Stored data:

Content starts

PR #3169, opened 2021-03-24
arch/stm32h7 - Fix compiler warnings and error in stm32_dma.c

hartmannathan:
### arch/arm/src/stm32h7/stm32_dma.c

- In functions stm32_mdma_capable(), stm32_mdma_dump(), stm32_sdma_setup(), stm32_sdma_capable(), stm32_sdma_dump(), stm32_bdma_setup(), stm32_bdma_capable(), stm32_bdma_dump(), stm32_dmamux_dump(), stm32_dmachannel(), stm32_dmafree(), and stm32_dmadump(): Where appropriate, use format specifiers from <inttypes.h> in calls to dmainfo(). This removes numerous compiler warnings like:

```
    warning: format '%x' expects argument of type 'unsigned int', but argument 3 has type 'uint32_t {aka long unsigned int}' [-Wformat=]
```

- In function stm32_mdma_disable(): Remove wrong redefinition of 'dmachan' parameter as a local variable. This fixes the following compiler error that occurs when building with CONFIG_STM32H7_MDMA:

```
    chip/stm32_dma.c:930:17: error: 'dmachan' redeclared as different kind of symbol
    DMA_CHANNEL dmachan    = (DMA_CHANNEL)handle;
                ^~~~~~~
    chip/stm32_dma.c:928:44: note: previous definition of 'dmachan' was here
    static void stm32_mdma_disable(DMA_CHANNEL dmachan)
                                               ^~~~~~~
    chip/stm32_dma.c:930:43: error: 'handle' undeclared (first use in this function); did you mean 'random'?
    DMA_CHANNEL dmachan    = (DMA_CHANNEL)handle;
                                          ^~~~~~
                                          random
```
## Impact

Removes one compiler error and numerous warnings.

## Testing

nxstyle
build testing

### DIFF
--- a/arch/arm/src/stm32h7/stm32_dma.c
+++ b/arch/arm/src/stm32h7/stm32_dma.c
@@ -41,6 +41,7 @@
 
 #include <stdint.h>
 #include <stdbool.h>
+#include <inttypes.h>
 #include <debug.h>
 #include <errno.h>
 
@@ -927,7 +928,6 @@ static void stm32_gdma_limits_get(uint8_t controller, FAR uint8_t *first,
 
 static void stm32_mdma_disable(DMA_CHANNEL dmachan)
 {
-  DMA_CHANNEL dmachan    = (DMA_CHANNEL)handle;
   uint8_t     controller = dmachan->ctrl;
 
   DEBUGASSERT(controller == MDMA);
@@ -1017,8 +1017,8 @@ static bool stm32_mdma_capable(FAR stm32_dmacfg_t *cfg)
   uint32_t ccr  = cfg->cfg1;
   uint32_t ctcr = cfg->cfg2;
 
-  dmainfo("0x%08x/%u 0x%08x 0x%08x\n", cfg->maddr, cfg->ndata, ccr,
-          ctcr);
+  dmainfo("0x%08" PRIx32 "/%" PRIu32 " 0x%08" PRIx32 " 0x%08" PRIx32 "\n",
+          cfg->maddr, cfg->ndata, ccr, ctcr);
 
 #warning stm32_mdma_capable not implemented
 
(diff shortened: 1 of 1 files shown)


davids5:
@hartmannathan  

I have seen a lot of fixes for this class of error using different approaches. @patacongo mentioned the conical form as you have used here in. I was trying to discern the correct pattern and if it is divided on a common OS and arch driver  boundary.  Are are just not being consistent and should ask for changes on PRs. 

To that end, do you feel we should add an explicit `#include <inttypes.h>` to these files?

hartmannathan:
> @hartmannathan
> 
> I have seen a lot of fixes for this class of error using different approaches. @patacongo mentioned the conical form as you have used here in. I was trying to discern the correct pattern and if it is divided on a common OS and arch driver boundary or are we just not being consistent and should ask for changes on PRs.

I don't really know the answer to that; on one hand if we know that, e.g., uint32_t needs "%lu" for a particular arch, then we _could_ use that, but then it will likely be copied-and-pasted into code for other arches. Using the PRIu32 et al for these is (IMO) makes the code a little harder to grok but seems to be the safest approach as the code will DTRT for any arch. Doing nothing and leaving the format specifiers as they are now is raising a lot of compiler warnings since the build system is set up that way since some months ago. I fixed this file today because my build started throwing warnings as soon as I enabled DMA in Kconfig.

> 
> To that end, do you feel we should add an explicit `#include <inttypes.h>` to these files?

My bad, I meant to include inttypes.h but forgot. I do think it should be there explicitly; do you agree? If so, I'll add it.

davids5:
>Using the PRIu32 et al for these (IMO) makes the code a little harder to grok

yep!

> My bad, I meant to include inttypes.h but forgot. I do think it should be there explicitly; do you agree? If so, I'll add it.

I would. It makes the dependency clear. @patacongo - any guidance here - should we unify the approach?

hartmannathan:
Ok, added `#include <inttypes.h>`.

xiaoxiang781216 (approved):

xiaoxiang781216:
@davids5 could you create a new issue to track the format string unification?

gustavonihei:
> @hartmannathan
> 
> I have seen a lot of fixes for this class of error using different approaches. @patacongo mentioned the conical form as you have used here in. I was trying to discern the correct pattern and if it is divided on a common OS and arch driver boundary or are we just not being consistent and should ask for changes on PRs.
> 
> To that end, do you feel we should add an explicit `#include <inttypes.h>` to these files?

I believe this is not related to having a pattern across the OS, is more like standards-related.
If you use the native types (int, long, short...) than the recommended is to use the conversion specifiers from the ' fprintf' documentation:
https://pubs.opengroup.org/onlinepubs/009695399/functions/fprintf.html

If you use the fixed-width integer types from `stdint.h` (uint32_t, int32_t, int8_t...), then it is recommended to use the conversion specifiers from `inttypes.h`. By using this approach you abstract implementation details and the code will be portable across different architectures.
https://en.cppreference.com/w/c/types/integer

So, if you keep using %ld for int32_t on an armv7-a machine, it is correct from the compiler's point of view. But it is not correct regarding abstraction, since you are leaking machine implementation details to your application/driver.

Content ends
Content starts

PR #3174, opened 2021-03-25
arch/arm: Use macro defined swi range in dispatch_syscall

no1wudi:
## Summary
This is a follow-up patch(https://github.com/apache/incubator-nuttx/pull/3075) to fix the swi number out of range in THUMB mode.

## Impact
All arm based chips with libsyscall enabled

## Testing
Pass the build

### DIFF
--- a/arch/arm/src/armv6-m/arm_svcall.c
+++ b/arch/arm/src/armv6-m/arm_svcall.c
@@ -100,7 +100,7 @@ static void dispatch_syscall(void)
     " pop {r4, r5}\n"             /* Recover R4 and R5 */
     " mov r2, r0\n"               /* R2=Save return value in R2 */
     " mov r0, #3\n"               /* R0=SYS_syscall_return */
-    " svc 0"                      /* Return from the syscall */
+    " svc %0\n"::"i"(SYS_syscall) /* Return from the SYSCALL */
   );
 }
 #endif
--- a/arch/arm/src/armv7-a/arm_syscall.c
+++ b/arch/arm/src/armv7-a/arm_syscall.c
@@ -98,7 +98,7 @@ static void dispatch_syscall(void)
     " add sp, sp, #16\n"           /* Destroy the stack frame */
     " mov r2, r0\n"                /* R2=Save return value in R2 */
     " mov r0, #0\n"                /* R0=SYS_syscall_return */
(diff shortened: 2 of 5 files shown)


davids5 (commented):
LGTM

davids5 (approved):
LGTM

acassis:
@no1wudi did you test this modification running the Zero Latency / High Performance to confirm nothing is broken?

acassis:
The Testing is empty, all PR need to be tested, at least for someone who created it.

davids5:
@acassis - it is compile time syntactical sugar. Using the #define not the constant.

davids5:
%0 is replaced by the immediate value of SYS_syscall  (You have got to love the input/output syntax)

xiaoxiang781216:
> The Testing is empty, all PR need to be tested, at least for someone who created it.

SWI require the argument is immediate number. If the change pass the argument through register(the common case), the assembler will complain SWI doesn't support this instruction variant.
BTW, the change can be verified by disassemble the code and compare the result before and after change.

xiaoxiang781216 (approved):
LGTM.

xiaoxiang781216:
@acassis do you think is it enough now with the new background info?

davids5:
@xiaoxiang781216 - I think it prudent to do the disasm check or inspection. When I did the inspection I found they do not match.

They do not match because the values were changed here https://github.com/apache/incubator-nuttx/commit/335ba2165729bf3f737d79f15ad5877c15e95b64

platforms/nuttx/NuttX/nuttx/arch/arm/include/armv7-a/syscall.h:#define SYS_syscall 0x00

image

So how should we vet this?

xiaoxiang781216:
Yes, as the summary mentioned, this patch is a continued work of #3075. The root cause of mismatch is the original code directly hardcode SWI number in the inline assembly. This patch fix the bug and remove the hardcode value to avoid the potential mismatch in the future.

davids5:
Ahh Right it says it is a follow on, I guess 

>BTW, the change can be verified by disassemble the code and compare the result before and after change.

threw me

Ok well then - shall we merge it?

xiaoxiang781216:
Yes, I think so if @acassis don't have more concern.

Content ends

▶ _Task prompt_
Pull out all lines in the data above that include "makes".

▶ _Exercise solution_
I don't really know the answer to that; on one hand if we know that, e.g., uint32_t needs "%lu" for a particular arch, then we _could_ use that, but then it will likely be copied-and-pasted into code for other arches. Using the PRIu32 et al for these is (IMO) makes the code a little harder to grok but seems to be the safest approach as the code will DTRT for any arch. Doing nothing and leaving the format specifiers as they are now is raising a lot of compiler warnings since the build system is set up that way since some months ago. I fixed this file today because my build started throwing warnings as soon as I enabled DMA in Kconfig.
>Using the PRIu32 et al for these (IMO) makes the code a little harder to grok
I would. It makes the dependency clear. @patacongo - any guidance here - should we unify the approach?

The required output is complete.